「禁輸否決」でもくすぶる火種──資源確保の切り札になるか
サバにマグロを産ませる秘策
(週刊朝日 2010年04月02日号配信掲載) 2010年3月26日(金)配信
「あと7〜8年で、サバが安定してマグロを産むようにできると思います」
吉崎さんの長年の夢がかなう日は近い。
加えて、吉崎さんたちの方法のもう一つの特徴は、作った赤ちゃんを人工養殖で親にするだけでなく、海に放流して天然マグロとして育てるところにある。人工養殖は重要な技術だが、巨大なマグロを狭い生け簀で育てる以上、エサの残りや排泄物などで周辺環境に悪影響が出ることは避けられない。マグロは増えても、エサのサバなどが将来的に枯渇する心配もある。

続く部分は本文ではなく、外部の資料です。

PR #651, opened 2018-02-13
Correct Min.semigroup

kellen:
`Min.semigroup` was incorrectly returning the *greater* element.

This PR corrects the semigroup and adds tests to check the results from both `Min.semigroup` and `Max.semigroup` (which was already correct).

### DIFF
--- a/algebird-test/src/test/scala/com/twitter/algebird/MaxLaws.scala
+++ b/algebird-test/src/test/scala/com/twitter/algebird/MaxLaws.scala
@@ -29,6 +29,13 @@ class MaxLaws extends CheckProperties {
     }
   }
 
+  property("Max.semigroup returns the maximum item") {
+    forAll { v: NonEmptyVector[Int] =>
+      val maxItems = v.items.map { Max(_) }
+      v.sorted.last == Max.semigroup[Int].combineAllOption(maxItems).get.get
+    }
+  }
+
   property("Max[Long] is a commutative monoid") {
     commutativeMonoidLaws[Max[Long]]
   }
--- a/algebird-test/src/test/scala/com/twitter/algebird/MaxLaws.scala
+++ b/algebird-test/src/test/scala/com/twitter/algebird/MaxLaws.scala
@@ -13,6 +13,12 @@ class MaxLaws extends CheckProperties {
       l + r == realMax && (l max r) == realMax
     }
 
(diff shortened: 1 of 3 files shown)


kellen:
Hmm, build failure seems unrelated to the PR changes.

johnynek:
Amazing. It looks like the monoid was correct and since all the numeric types use that we were saved.

algebird-test/src/test/scala/com/twitter/algebird/MaxLaws.scala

「僕たちは遺伝子操作などの複雑な技術は一切、使っていません。サケの放流のように、人間が取る分だけ増やせればそれでいい」
これが吉崎さんたちの基本姿勢だ。マグロの展示と飼育に取り組む東京都葛西臨海水族園の松山俊樹教育普及係長もこの点を高く評価する。

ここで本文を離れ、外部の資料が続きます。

PR #652, opened 2018-02-22
Optimize Window monoid a bit

johnynek:
Rather than switching inside the monoid, switch on creation so the JIT can optimize better.

### DIFF
--- a/algebird-core/src/main/scala/com/twitter/algebird/Window.scala
+++ b/algebird-core/src/main/scala/com/twitter/algebird/Window.scala
@@ -17,6 +17,7 @@ limitations under the License.
 package com.twitter.algebird
 
 import scala.collection.immutable.Queue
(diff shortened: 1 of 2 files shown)


algebird-core/src/main/scala/com/twitter/algebird/Window.scala
```diff
@@ -128,17 +143,41 @@ case class WindowMonoid[T](
...
+      while (it.hasNext) {
+        // avoid materializing the whole list in memory
+        // at one time
+        queue = queue :+ it.next
+        size = size + 1
+        if (size > windowSize) {
+          queue = queue.tail
+          size = size - 1
+        }
+      }
```
non, line 164: It's probably possible to geek out on this even further, but this looks good to me for now.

「大西洋のクロマグロ漁は、産卵のために地中海に集まるところを狙うので、その影響が太平洋よりも深刻だったとも言われています。ならば吉崎さんの方法で稚魚を放流してやることで、マグロの数を回復できる可能性は大きいでしょう」
多数派工作までしてワシントン条約でのマグロ禁輸を回避し、赤松広隆農水相ら関係者はホッとしているようだが、これで問題が解決したわけではない。むしろマグロの危機はより深刻化する可能性が高い。トロを守るためにはまずサバから。食べるだけではなく、もっと学ぶことこそが、今の日本人には求められている。